## What you should do
Scan the records below. List lines holding "ramonza".

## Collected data
_ _ _ _

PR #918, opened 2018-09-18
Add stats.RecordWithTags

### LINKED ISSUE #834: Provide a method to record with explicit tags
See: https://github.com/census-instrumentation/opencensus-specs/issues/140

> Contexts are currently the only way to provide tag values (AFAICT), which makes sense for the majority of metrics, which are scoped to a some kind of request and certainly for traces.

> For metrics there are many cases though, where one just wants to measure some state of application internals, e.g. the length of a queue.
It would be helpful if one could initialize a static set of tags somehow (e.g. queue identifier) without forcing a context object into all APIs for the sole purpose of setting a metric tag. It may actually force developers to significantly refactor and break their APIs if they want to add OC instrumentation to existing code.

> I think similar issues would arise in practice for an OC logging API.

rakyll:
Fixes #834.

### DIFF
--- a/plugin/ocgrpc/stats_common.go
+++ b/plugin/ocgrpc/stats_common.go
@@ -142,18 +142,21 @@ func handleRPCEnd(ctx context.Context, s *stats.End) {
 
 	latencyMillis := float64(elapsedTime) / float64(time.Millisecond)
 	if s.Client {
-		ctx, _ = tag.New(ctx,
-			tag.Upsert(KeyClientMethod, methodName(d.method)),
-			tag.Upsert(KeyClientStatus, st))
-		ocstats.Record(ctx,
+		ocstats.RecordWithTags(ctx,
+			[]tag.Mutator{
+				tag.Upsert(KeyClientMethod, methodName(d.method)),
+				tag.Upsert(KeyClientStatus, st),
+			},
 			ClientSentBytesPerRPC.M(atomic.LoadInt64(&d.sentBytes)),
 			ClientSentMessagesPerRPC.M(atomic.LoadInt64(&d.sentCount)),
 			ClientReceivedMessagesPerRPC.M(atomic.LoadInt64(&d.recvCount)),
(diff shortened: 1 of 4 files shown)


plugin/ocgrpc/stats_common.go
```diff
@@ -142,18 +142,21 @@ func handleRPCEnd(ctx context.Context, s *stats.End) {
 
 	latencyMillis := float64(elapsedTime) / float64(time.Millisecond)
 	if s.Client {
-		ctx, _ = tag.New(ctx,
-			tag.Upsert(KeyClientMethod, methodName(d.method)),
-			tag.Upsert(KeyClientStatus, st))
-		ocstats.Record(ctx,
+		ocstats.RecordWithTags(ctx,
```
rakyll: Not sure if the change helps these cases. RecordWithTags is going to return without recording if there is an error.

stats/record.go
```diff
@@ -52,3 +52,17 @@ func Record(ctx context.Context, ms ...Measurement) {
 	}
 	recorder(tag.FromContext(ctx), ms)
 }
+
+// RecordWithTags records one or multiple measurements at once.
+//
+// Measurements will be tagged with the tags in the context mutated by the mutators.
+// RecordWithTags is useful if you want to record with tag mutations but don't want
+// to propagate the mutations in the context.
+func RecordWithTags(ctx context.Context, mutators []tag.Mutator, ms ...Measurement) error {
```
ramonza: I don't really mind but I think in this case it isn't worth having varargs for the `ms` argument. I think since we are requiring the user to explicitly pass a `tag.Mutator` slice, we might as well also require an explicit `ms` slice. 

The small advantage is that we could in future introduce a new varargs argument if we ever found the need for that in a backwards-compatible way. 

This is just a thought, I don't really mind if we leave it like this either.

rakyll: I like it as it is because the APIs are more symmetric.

_ _ _ _

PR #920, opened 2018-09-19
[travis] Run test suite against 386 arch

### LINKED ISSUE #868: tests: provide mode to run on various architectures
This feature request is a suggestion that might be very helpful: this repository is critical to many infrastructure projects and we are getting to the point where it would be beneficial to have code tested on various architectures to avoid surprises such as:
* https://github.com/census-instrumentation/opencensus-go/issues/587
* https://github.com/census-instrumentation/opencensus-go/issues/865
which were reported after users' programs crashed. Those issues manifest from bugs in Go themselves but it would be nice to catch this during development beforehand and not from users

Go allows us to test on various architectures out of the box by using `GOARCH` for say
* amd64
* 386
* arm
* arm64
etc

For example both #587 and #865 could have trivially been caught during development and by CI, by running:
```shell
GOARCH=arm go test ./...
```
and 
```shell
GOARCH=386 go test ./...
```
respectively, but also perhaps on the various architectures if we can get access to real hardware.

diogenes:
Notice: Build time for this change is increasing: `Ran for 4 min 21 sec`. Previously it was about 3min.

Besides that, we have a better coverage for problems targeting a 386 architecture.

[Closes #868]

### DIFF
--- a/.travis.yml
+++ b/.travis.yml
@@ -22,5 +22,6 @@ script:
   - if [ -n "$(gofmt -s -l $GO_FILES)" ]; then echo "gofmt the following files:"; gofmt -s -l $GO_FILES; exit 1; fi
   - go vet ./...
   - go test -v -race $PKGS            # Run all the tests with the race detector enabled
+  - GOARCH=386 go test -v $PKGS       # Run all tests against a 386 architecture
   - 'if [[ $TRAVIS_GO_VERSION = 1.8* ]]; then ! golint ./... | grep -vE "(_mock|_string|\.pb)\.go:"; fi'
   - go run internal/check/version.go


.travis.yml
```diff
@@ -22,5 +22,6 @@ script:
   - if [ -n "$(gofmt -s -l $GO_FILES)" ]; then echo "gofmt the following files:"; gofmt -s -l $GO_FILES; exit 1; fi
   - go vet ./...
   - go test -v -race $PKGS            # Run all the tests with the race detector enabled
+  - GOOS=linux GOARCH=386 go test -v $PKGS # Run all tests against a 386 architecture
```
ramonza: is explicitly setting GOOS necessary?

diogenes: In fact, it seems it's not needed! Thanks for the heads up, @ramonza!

_ _ _ _

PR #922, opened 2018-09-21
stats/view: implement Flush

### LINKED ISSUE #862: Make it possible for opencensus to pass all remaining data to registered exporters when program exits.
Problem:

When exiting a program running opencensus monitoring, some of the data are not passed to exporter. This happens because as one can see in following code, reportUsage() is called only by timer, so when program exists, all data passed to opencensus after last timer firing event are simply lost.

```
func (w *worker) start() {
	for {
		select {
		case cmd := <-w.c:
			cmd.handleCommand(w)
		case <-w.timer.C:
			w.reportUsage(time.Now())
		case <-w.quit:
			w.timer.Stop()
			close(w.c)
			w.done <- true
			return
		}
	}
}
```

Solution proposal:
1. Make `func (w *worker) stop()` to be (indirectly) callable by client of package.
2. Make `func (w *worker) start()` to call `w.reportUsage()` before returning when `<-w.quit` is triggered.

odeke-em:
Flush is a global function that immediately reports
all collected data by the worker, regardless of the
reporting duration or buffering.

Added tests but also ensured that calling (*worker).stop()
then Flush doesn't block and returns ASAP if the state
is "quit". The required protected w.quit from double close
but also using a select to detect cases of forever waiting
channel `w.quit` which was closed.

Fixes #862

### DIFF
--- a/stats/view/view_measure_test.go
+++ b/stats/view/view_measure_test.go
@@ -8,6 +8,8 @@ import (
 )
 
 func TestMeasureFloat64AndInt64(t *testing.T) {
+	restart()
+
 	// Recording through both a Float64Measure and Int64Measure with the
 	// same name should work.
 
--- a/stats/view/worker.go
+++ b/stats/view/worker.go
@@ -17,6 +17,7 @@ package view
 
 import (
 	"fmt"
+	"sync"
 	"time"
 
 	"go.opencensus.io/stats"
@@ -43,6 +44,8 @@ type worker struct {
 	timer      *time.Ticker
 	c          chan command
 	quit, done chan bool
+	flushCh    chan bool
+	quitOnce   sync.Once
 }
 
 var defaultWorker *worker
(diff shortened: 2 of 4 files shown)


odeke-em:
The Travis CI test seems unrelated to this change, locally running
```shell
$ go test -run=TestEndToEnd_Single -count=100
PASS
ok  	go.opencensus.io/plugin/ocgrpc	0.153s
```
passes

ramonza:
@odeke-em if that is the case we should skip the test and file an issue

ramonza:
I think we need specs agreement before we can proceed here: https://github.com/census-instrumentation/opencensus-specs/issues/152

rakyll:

_ _ _ _

## Answer for this exercise
ramonza: I don't really mind but I think in this case it isn't worth having varargs for the `ms` argument. I think since we are requiring the user to explicitly pass a `tag.Mutator` slice, we might as well also require an explicit `ms` slice. 
ramonza: is explicitly setting GOOS necessary?
diogenes: In fact, it seems it's not needed! Thanks for the heads up, @ramonza!
ramonza:
ramonza:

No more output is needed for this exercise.